▸ **Aim of the exercise**
Give the lines below again exactly, starting with the line that holds "PR #77, opened 2015-09-28" and going on through the line that holds "iilyak: Implemented in".

▸ **Records supplied**
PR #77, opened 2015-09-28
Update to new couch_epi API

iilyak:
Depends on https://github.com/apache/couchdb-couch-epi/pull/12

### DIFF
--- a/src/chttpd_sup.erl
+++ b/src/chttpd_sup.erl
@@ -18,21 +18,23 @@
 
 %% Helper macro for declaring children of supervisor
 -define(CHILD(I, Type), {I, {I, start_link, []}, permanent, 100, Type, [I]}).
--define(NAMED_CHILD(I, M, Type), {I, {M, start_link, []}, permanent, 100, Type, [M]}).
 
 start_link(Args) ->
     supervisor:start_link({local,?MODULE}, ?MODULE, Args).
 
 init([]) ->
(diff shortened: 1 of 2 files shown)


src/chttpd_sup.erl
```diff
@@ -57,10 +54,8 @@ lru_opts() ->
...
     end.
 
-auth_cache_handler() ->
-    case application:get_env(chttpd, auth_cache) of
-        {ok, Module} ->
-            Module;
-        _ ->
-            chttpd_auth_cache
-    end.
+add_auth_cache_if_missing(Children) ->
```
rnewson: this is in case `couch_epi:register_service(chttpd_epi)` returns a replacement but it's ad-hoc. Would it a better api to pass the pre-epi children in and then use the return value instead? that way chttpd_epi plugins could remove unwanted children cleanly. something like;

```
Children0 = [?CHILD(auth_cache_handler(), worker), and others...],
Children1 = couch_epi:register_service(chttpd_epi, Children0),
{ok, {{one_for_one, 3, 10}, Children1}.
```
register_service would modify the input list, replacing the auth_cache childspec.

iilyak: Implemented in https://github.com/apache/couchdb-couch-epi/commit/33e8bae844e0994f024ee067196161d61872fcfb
==
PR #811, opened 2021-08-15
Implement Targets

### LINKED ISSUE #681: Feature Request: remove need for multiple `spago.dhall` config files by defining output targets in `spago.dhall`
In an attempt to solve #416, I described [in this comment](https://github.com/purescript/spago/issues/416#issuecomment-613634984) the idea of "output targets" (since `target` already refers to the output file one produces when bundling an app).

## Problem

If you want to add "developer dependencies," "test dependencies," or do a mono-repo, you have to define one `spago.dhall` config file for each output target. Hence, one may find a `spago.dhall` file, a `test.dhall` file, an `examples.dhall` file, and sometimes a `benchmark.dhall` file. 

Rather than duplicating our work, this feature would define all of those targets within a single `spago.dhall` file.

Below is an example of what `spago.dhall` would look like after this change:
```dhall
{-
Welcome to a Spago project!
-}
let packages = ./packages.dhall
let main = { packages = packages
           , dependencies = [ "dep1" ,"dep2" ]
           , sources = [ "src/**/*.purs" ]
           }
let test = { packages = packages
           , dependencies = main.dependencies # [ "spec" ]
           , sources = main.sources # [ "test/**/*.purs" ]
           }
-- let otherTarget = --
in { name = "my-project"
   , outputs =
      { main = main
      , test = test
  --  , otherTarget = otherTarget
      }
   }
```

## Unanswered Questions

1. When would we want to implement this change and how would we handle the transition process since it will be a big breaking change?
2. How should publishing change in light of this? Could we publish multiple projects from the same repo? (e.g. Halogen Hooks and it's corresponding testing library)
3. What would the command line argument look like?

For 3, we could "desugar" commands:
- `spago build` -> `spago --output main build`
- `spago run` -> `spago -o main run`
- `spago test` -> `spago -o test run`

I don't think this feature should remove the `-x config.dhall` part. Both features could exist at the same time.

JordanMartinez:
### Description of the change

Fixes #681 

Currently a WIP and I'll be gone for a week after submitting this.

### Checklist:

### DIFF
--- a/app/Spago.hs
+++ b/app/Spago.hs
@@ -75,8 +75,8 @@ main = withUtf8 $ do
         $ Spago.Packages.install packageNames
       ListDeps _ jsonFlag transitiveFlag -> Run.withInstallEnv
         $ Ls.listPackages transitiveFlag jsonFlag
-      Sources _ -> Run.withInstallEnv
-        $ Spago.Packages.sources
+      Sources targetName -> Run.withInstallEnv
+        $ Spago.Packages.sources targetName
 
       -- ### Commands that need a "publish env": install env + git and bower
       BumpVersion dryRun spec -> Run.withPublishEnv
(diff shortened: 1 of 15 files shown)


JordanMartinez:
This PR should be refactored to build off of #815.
...
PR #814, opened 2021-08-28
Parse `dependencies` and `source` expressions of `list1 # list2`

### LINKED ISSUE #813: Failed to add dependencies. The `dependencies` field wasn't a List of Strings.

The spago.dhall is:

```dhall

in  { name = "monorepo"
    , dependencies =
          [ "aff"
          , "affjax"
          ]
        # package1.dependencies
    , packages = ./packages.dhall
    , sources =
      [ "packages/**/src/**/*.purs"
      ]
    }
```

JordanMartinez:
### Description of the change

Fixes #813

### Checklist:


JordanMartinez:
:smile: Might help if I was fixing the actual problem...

▸ **Result**
PR #77, opened 2015-09-28
Update to new couch_epi API

iilyak:
Depends on https://github.com/apache/couchdb-couch-epi/pull/12

### DIFF
--- a/src/chttpd_sup.erl
+++ b/src/chttpd_sup.erl
@@ -18,21 +18,23 @@
 
 %% Helper macro for declaring children of supervisor
 -define(CHILD(I, Type), {I, {I, start_link, []}, permanent, 100, Type, [I]}).
--define(NAMED_CHILD(I, M, Type), {I, {M, start_link, []}, permanent, 100, Type, [M]}).
 
 start_link(Args) ->
     supervisor:start_link({local,?MODULE}, ?MODULE, Args).
 
 init([]) ->
(diff shortened: 1 of 2 files shown)


src/chttpd_sup.erl
```diff
@@ -57,10 +54,8 @@ lru_opts() ->
...
     end.
 
-auth_cache_handler() ->
-    case application:get_env(chttpd, auth_cache) of
-        {ok, Module} ->
-            Module;
-        _ ->
-            chttpd_auth_cache
-    end.
+add_auth_cache_if_missing(Children) ->
```
rnewson: this is in case `couch_epi:register_service(chttpd_epi)` returns a replacement but it's ad-hoc. Would it a better api to pass the pre-epi children in and then use the return value instead? that way chttpd_epi plugins could remove unwanted children cleanly. something like;

```
Children0 = [?CHILD(auth_cache_handler(), worker), and others...],
Children1 = couch_epi:register_service(chttpd_epi, Children0),
{ok, {{one_for_one, 3, 10}, Children1}.
```
register_service would modify the input list, replacing the auth_cache childspec.

iilyak: Implemented in https://github.com/apache/couchdb-couch-epi/commit/33e8bae844e0994f024ee067196161d61872fcfb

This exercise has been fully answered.